Funny thing is ... my Dad could have written that article.  That was exactly how he replied when I urged him to stop trading individual stocks and just buy into a few index funds. He's 85 years old and is still trying to beat the market, with about 80-90% of his money invested in individual stock picks that gets from a $300/yr "investment newsletter".  He says his stocks have soared since Nov 2016 - including the penny stocks and startups - proving that sensible asset allocation and index funds don't work, and that his brilliant stock picks are going to yield 5-10% per year indefinitely with "minimum risk".

So it's not just a case of salesmanship. Some people just have no f*****g clue what risk means.

TheGrimSqueaker

  • Magnum Stache
  • ******
  • Posts: 2609
  • Location: A desert wasteland, where none but the weird survive
Re: This Flawed Advice Could Doom Your Retirement
« Reply #18 on: April 08, 2017, 05:57:17 PM »
Quote
You don't want to be in index funds because LOOK AT 2008 OMG IF YOU RETIRED THEN YOU'RE FUCKED.  But you must be in 100% stocks because in ALMOST all historical periods they give the best return -- except, of course, for that one pesky year on which your entire dismissal of indexing is based.

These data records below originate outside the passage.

PR #3607, opened 2016-07-23
Restore autogenModulesDir to BC-compatible signature

ezyang:
On the request of @thomie, pursuant to https://github.com/ekmett/distributive/issues/17#issuecomment-234711958

But you should still fix your code.


thomie:
Thanks @ezyang!

PR #3615, opened 2016-07-25
doc: Add brief description of setup-depends

bgamari:
Just as it says on the tin.


23Skidoo:
Merged, thanks!

phadej:
related, shouldn't `custom-setup` section be required for new uploads, or at least `cabal-check` notify about it?

PR #4592, opened 2017-07-07
WIP: Implement `cabal check` for consistent .cabal naming

hvr:
Hackage requires the .cabal file to be named consistently with the package name,
but `cabal check` didn't detect this.

Example output:

    $ cabal check
    The following errors will cause portability problems on other environments:
    * The filename ./doo.cabal does not match package name (expected: foobar.cabal)

TODO: changelog, testsuite, maybe clarification in user's guide


23Skidoo:
LGTM.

Funny thing is ... my Dad could have written that article.  That was exactly how he replied when I urged him to stop trading individual stocks and just buy into a few index funds. He's 85 years old and is still trying to beat the market, with about 80-90% of his money invested in individual stock picks that gets from a $300/yr "investment newsletter".  He says his stocks have soared since Nov 2016 - including the penny stocks and startups - proving that sensible asset allocation and index funds don't work, and that his brilliant stock picks are going to yield 5-10% per year indefinitely with "minimum risk".

So it's not just a case of salesmanship. Some people just have no f*****g clue what risk means.

"Minimum risk" is a phrase people often use when they either can't see the risks or don't understand them. Some investments generally are low risk-- interest bearing savings accounts backed by government insurance come to mind. But when I see those terms applied to special derivatives, commodities futures, or stocks, my first instinct is to engage the investor in more discussion to determine whether their level of sophistication and loss tolerance matches the risk they're taking.

Plugra

  • 5 O'Clock Shadow
  • *
  • Posts: 78
Re: This Flawed Advice Could Doom Your Retirement
« Reply #19 on: April 09, 2017, 04:54:33 PM »
Okay I looked up this GAB fund.  Its performance seems to roughly overlap the SP500, yet it also reports a 10% dividend.  Does anyone know how such funds operate?  I assume it's not just holding a basket of stocks because then the div yield would be too low. Is it some kind of active scheme that generates an income stream through derivatives or contracts involving the underlying stocks ... (?)